Information given:
PR #1378, opened 2026-04-16
feat: `cdk diagnose` displays the root cause of a past stack deployment failure

rix0rrr:
Useful when you use a CI/CD system to deploy stacks, but the failure reason is hard to parse.

This PR unifies and makes the error analysis and printing paths of `cdk deploy` accessible as a separate subcommand, `cdk diagnose`. This allows you to get the same interpretation of CloudFormation error reporting strategies, as well as source localization for a CI/CD deployment as is possible today for a deployment performed directly via the CLI.

In the future, we will further extend the diagnosis that the CLI performs to get you more information.

This is what errors look like now (both for `cdk deploy` and `cdk diagnose`):

```
    ❌ Stack cdktest-0648snacfpxl-diagnose-deploy-fail:
    Early validation failed for change set cdk-deploy-change-set:
     └─ cdktest-0648snacfpxl-diagnose-deploy-fail
         └─ BadPolicy  (AWS::IAM::Policy BadPolicy)
            🛑 Required property [PolicyName] not found (at /Resources/BadPolicy/Properties)
            Source Location: new DeployFailStack (/private/var/folders/w3/3m2f73xn1rq69wbbx9zw70s00000gq/T/cdk-integ-0648snacfpxl/app.js:29:5)
                             Object.<anonymous> (/private/var/folders/w3/3m2f73xn1rq69wbbx9zw70s00000gq/T/cdk-integ-0648snacfpxl/app.js:69:1)
                             Module._compile (node:internal/modules/cjs/loader:1761:14)
                             Module._extensions..js (node:internal/modules/cjs/loader:1893:10)
                             Module.load (node:internal/modules/cjs/loader:1481:32)
                             Module._load (node:internal/modules/cjs/loader:1300:12)
                             TracingChannel.traceSync (node:diagnostics_channel:328:14)
                             wrapModuleLoad (node:internal/modules/cjs/loader:245:24)
                             Module.executeUserEntryPoint [as runMain] (node:internal/modules/run_main:154:5)
                             node:internal/main/run_main_module:33:47
```

Broad design of this code:

image

---


packages/@aws-cdk-testing/cli-integ/tests/cli-integ-tests/deploy/cdk-import-existing-resources-error-message-includes-construct-paths.integtest.ts
```diff
@@ -25,7 +25,7 @@ integTest(
         allowErrExit: true,
       });
 
-      expect(stdErr).toContain('Import of existing resources failed');
+      expect(stdErr).toContain('needs a DeletionPolicy');
```
mrgrain, line 28: Why not keep both?

packages/@aws-cdk/toolkit-lib/lib/actions/diagnose/index.ts
```diff
@@ -0,0 +1,92 @@
...
+}
+
+export interface TracedResourceError {
+  /**
+   * The stack this resource error occurred in
+   *
+   * NOTE: This will be a stack ID (which is a full ARN including the unique identifier),
+   * not just a name.
+   */
+  readonly stackId: string;
```
mrgrain: Maybe `stackArn` then? Same for others. Not sure this is better than `id`.

```suggestion
   * NOTE: This will be a stack ID (which is a full ARN including the unique identifier),
   * not just a name.
   */
  readonly stackArn: string;
```

packages/@aws-cdk/toolkit-lib/lib/actions/diagnose/index.ts
```diff
@@ -0,0 +1,92 @@
...
+
+  /**
+   * Error code of the resource
+   */
+  readonly errorCode?: string;
+
+  /**
+   * Optionally a source trace
+   *
+   * (Not optional on purpose so we are not allowed to forget to call the code that should fill it)
```
mrgrain, line 86: Nice! Although this feels like a linter rules/TS config trying to come out 😱

packages/@aws-cdk/toolkit-lib/lib/toolkit/toolkit.ts
```diff
@@ -589,6 +595,55 @@ export class Toolkit extends CloudAssemblySourceBuilder {
...
+  /**
+   * Try to find the root causes for deployment failures of the given stacks.
+   *
+   * Both emits the diagnosis results over the IO host as they are coming in, as well
+   * as returns all of them as the result of the function.
+   *
+   * NOTE: The Cloud Assembly Source **should** be configured with `debug: true` to add
+   * the maximum number of diagnostics.
+   */
+  public async diagnose(cx: ICloudAssemblySource, options: DiagnoseOptions = {}): Promise<DiagnoseResult> {
```
mrgrain, line 610: Should this be unstable for now?

packages/@aws-cdk/toolkit-lib/lib/toolkit/toolkit.ts
```diff
@@ -589,6 +595,55 @@ export class Toolkit extends CloudAssemblySourceBuilder {
...
+    const ioHelper = asIoHelper(this.ioHost, 'diagnose');
+    const selectStacks = stacksOpt(options);
+    await using assembly = await synthAndMeasure(ioHelper, cx, selectStacks);
+    const stackCollection = await assembly.selectStacksV2(selectStacks);
+    const envs = new EnvironmentAccess(await this.sdkProvider('diagnose'), options.toolkitStackName ?? DEFAULT_TOOLKIT_STACK_NAME, ioHelper);
+
+    // Do all stacks in parallel, for speed.
+    const limit = pLimit(options.concurrency ?? 10);
```
mrgrain: All or just 10, eh? 😉

packages/@aws-cdk/toolkit-lib/lib/util/type-brands.ts
```diff
@@ -43,4 +43,4 @@ export function createBranded<A extends Branded<any, any>>(value: TypeUnderlying
 }
 /* c8 ignore stop */
 
-type TypeUnderlyingBrand<A> = A extends Branded<infer T, any> ? T : never;
+type TypeUnderlyingBrand<A> = Omit<A, keyof Brand<any>>;
```
mrgrain, line 46: Seems risky to go from `never` to `any`... Can you help explain this?

packages/aws-cdk/lib/cli/cli.ts
```diff
@@ -430,6 +431,24 @@ export async function exec(args: string[], synthesizer?: Synthesizer): Promise<n
           ignoreNoStacks: args.ignoreNoStacks,
         });
 
+      case 'diagnose':
+        ioHost.currentAction = 'diagnose';
+
+        // Implicitly switch 'debug' mode to true, that is going to be most useful.
+        configuration.settings.temporarilyMutable((settings) => {
+          settings.set(['debug'], true);
+        });
```
mrgrain, line 442: nit: This seems nifty, but surely this isn't the first time we are forcing settings based on a command?

packages/aws-cdk/lib/cli/cli.ts
```diff
@@ -84,6 +84,7 @@ export async function exec(args: string[], synthesizer?: Synthesizer): Promise<n
   const ioHelper = asIoHelper(ioHost, ioHost.currentAction as any);
 
   // Debug should always imply tracing
+  // (That's not what --debug means, --debug is intended for the CDK app -- huijbers@)
```
mrgrain: issue: Or maybe it now does mean that because it has been like this for a long time? What's the practical consequence of this comment?

packages/aws-cdk/lib/cli/cli.ts
```diff
@@ -430,6 +431,24 @@ export async function exec(args: string[], synthesizer?: Synthesizer): Promise<n
...
+        configuration.settings.temporarilyMutable((settings) => {
+          settings.set(['debug'], true);
+        });
+
+        return cli.diagnose({
+          // Implicitly do all stacks if no pattern given
+          stacks: {
+            strategy: args.STACKS.length > 0 ? StackSelectionStrategy.PATTERN_MATCH : StackSelectionStrategy.ALL_STACKS,
+            patterns: args.STACKS,
+          },
```
mrgrain: chore: I am guessing we do this in multiple locations now and we can have a helper for it

packages/aws-cdk/lib/cli/cli.ts
```diff
@@ -430,6 +431,24 @@ export async function exec(args: string[], synthesizer?: Synthesizer): Promise<n
           ignoreNoStacks: args.ignoreNoStacks,
         });
 
+      case 'diagnose':
```
mrgrain, line 435: q: should this be unstable?

packages/aws-cdk/lib/cli/cdk-toolkit.ts
```diff
@@ -806,6 +808,18 @@ export class CdkToolkit {
...
+  /**
+   * Diagnose errors
+   */
+  public async diagnose(options: DiagnoseOptions): Promise<number> {
+    const results = await this.toolkit.diagnose(this.props.cloudExecutable, options);
+
+    if (results.stacks.some(s => s.result.type !== 'no-problem')) {
+      return 1;
+    }
+    return 0;
```
mrgrain, line 856: praise: Nice!

todo: can we add a test for this so we don't regress here in future.

packages/aws-cdk/lib/cli/cdk-toolkit.ts
```diff
@@ -316,9 +317,10 @@ export class CdkToolkit {
           removeNonImportResources(stack);
         }
 
-        const changeSet = (options.method !== 'template')
-          ? await this.tryCreateDiffChangeSet(stack, options, parameterMap, resourcesToImport, quiet)
-          : undefined;
+        let changeSet;
+        if (options.method !== 'template') {
+          changeSet = await this.tryCreateDiffChangeSet(stack, options, parameterMap, resourcesToImport, quiet);
+        }
```
mrgrain: chore: seems like a taste fix that is not backed-up by a linter/formatter rule. I.e. we will be super inconsistent on this. E.g. I prefer having `const` over the readability that a proper if conditional gives.

packages/aws-cdk/lib/cxapp/exec.ts
```diff
@@ -30,6 +30,10 @@ export async function execProgram(aws: SdkProvider, ioHelper: IoHelper, config:
   };
   await debugFn(format('context:', context));
 
+  if (params.env.CDK_DEBUG === 'true') {
+    await ioHelper.defaults.info('🔍 Synthesizing with debug information. This may take a bit longer. (--debug)');
```
mrgrain: nit: This message will also (mostly?) be printed on `cdk diagnose` so not sure if mentioning `--debug` makes sense.

```suggestion
    await ioHelper.defaults.info('🔍 Synthesizing with debug information. This may take a bit longer.');
```

packages/@aws-cdk/toolkit-lib/lib/api/settings.ts
```diff
@@ -53,6 +60,16 @@ export class Settings {
     return new Settings(this.settings, true);
   }
 
+  public temporarilyMutable(block: (x: Settings) => void) {
```
mrgrain, line 63: thought (non-blocking): IDK, if we just want this class to be mutable now why not make it mutable? Or call `freeze()` (or similar) at some point when we want this to become an immutable property bag.

packages/@aws-cdk/toolkit-lib/lib/api/index.ts
```diff
@@ -23,3 +23,5 @@ export * from './work-graph';
 export * from './tree';
 export * from './tags';
 export * from './drift';
+export * from '../actions/diagnose';
```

Problem to work on: Exactly those lines that run from the start of the listing to the line containing "Useful when you" should be output, and no others.

Response to this exercise:
PR #1378, opened 2026-04-16
feat: `cdk diagnose` displays the root cause of a past stack deployment failure

rix0rrr:
Useful when you use a CI/CD system to deploy stacks, but the failure reason is hard to parse.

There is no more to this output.